Task: Please copy, exactly as they appear below, the lines from the one containing "Also ran into" through the one containing "Ready for rereview!".

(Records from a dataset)
────────────────────

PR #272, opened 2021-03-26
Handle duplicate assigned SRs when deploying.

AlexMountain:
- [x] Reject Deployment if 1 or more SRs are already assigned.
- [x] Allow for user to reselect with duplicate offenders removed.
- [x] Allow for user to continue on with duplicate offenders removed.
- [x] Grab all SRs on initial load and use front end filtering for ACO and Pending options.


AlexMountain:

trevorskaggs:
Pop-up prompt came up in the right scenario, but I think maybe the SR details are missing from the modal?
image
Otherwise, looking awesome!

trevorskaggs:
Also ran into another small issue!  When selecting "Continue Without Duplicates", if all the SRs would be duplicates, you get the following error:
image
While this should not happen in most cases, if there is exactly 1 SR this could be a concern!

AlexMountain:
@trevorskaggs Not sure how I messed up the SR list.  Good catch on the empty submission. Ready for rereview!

────────────────────

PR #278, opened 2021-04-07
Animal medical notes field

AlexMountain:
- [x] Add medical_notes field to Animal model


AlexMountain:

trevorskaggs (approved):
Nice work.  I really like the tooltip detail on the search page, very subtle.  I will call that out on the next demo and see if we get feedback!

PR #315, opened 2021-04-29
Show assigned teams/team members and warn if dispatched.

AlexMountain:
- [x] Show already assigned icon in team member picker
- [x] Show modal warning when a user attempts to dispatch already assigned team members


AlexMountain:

────────────────────

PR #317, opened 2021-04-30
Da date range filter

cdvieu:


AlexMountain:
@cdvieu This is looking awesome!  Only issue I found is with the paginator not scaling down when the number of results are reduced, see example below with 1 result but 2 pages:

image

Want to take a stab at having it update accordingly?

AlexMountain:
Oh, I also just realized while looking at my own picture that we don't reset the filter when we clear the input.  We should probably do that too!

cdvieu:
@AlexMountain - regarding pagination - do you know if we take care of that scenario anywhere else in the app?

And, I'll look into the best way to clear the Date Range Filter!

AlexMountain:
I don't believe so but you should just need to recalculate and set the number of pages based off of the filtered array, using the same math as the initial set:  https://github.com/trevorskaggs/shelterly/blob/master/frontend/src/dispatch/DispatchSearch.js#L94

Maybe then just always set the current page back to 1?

────────────────────

Result of this exercise:
Also ran into another small issue!  When selecting "Continue Without Duplicates", if all the SRs would be duplicates, you get the following error:
image
While this should not happen in most cases, if there is exactly 1 SR this could be a concern!

AlexMountain:
@trevorskaggs Not sure how I messed up the SR list.  Good catch on the empty submission. Ready for rereview!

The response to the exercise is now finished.